Directions — Please return the lines of the data below, word for word, from the first line through the line containing "PR #1827, opened 2025-12-24".

Dataset entries —
########################################
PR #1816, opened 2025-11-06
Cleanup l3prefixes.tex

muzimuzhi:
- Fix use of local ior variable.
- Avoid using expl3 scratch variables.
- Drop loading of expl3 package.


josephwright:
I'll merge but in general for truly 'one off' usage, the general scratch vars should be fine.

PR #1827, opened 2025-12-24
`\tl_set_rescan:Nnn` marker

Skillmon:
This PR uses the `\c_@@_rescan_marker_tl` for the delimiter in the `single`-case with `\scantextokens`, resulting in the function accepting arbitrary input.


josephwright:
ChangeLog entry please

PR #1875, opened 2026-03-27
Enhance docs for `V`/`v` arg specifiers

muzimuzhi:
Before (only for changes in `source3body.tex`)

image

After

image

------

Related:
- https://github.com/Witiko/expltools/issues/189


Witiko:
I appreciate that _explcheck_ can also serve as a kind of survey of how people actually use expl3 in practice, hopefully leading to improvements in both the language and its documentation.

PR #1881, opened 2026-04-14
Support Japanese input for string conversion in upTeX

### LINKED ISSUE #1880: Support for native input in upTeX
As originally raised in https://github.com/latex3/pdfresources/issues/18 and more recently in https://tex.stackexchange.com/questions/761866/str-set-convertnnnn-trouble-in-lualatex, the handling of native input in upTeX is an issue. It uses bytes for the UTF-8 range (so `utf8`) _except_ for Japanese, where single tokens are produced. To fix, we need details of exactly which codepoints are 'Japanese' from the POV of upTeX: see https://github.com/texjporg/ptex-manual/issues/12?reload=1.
########################################
Written response —
PR #1816, opened 2025-11-06
Cleanup l3prefixes.tex

muzimuzhi:
- Fix use of local ior variable.
- Avoid using expl3 scratch variables.
- Drop loading of expl3 package.


josephwright:
I'll merge but in general for truly 'one off' usage, the general scratch vars should be fine.

PR #1827, opened 2025-12-24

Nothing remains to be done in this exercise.